Prior evidence on HRV is limited but suggestive. In a 2008 study by Necip Ermis et al., some HRV parameters differed after three months of gabapentin therapy in diabetic patients with peripheral neuropathy compared with baseline (e.g., SDNN increased from 106.2 ± 29.8 to 119.4 ± 25.0 ms; P = 0.016) (12). In addition, after seven months of gabapentin treatment for Rett syndrome, physicians observed an improvement in SDNN from baseline in an 18-year-old patient (although HRV was not the primary endpoint, this may indicate an effect on SDNN) (32). Conversely, a study by Pan et al. reported that long-term use of gabapentin or pregabalin in patients with DN was associated with increased risks of myocardial infarction, heart failure, stroke, peripheral vascular disease, pulmonary embolism, and deep-vein thrombosis (33).
In our trial, treatment was comparatively short (12 weeks), and no cardiovascular adverse events were observed, suggesting that such risks may be less likely with short-term exposure. Therefore, when prescribing gabapentin or pregabalin for long-term use in DN, clinicians should weigh patient tolerability and analgesic efficacy against the potential for increased cardiovascular risk (33).
Because there is currently no established disease-modifying therapy for CAN, we examined whether gabapentin could improve CAN, given its common use in DPN. This pilot had a relatively small sample size and a short follow-up period (12 weeks), which limited statistical power, generalizability, and the ability to assess the durability of HRV changes or long-term cardiovascular safety signals. The HRV analysis was restricted to the time domain (SDNN) exported by the Holter platform; frequency-domain metrics such as low frequency/high frequency (LF/HF) and direct sympathetic measures were not obtained because specialized equipment was unavailable at our center. Neuropathy classification relied on NSS/NDS rather than EMG/NCV due to limited electrophysiology availability, which may miss subclinical disease and introduce misclassification relative to nerve-conduction confirmation. Accordingly, these findings should be regarded as preliminary.

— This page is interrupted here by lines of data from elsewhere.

Issue #477, opened 2020-08-31
American Community Survey data support


tadhg-ohiggins:
State users need to be able to see the American Community Survey data in the start of Section 2.
The data varies per state per year.

For this issue, the data does not need to be user-editable.  That use case is covered in #637 

AC:
- [x] Add location in Redux Store for this. Should be linked to info about the state/state program.
- [x] Add DB spot for this.
- [x] Add API read endpoint.
- [x] Add API write endpoint.
- [x] Add permissions for endpoint.
- [x] Add frontend UI for endpoint OR get data from DSCP directly so that we can enter it, if the frontend for central office users isn't done by then.
- [x] Table in Section 2 Part 2 (first table) is populated with ACS data for the last 5 years (based on example in content doc)
- [x] JSON is updated appropriately to display the data from the new endpoint
- [x] Update README with how this data is loaded to Section 2 Part 2

kaitlin:
This is probably something I can knock out (at least all the backend bits) if it's needed for release. I noticed in 2020-02-a-02 in the base JSON template that it's prefilled with dummy data. We may want to update that JSON to be empty by default in the course of this ticket. 

I also don't think we need permissions on this endpoint, since it's public data anyway?

kaitlin:
Just as a note, I'm noticing that the [HI-10 tables](https://www.census.gov/data/tables/time-series/demo/health-insurance/acs-hi.2019.html) that DSCP uses don't include data for American Samoa (AS), Guam (GU), or the Northern Mariana Islands (MP). They do have data for DC and Puerto Rico. It may not be an issue since I know at least in AS, everyone is eligible for Medicaid so the uninsured rate might not be meaningful.

heymatthenry:
These data made it into Redux along with the FMAP data as part of #717. The data aren't surfaced in the JSON, but each state's ACS data are there in Redux under `allStatesData`.

PR #617, opened 2020-09-21
Populating ACS data for uninsured children in API - moving FMAP

kaitlin:
Resolves the bottom 5 checkboxes in the list in #477 . This PR does a few things:

- Creates a stubbed out state model in the database and API (just name and code/abbrev for now but could store other things here)
- Creates an ACS data model, loads ACS data on uninsured children under 200% FPL for 2014-2019 from fixtures (original, cleaned CSVs also included)
- Removes the previous FMAP endpoint, and instead loads that data (and the ACS) data as part of the new state endpoint (e.g. `http://localhost:8000/state/AK/`)
- Removes what seems like an extra `generate_fixtures.py` file in the management command directory (@tadhg-ohiggins let me know if this is being used somewhere and I can restore)
- Tidies up some URL routing, groups the data loading in `docs/generate_fixtures.py` into functions
- Adds a minimal test file for the state API endpoint

Screen Shot 2020-09-20 at 10 55 25 PM


cl-adavyd (commented):
Good afternoon,

is there a reason why numerical data is represented via different data types?
For example, number_uninsured is an integer, while percent_uninsured is a string.

kaitlin:
@tonydavydets because integers are represented the same everywhere, but I didn't want a fixed-precision decimal value to be converted to a floating point number inadvertently. AFAIK it's not actually used in a calculation -- just a reference table for the user.

tonydavydets:
> @tonydavydets because integers are represented the same everywhere, but I didn't want a fixed-precision decimal value to be converted to a floating point number inadvertently. AFAIK it's not actually used in a calculation -- just a reference table for the user.

tonydavydets:
I see.  Could we please change all numerical data to be represented as numbers / floats?

Having a true representation of data (meaning, integers are represented as integers, floats as floats, etc.) gives us more uniformity, takes guessing out of the question (is a number truly a number or a string), and lastly, gives us the ability to reformat display with one line of configurable code as opposed to changing the entirety of our data / doing extensive regression testing, etc.

kaitlin:
Hmm I see what you're saying, and it does seem like it would make it more consistent with how this data is represented in the dummy state section data. In this case, I'm relying on the default serialization behavior of Django Rest Framework, which has attempted to set a sane default based on the majority of use cases (and presumably because of the float vs Decimal precision issue). For the numbers we're dealing with I think it's fine, but the only way to change this without digging into the internals of DRF is to [use a setting in `settings.py`](https://www.django-rest-framework.org/api-guide/settings/#coerce_decimal_to_string) that would enforce this behavior at a project level. That probably won't be an issue since I think so far I'm the only person who has serialized from any Python objects that aren't primitive types. I'll push a commit now.  Thanks!

cl-adavyd (approved):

Confirmation in larger, multicenter trials is warranted, ideally with cellular–molecular investigations and comprehensive autonomic testing. Future studies may also compare patients with and without chronic diabetic complications. Despite these limitations, few studies have evaluated the effect of gabapentin on HRV, and this trial contributes to the limited evidence base.
5.1. Conclusions
Our findings in this small pilot trial suggest that gabapentin therapy in patients with PDPN may improve cardiac autonomic function. However, further research with larger populations should be conducted to substantiate this claim.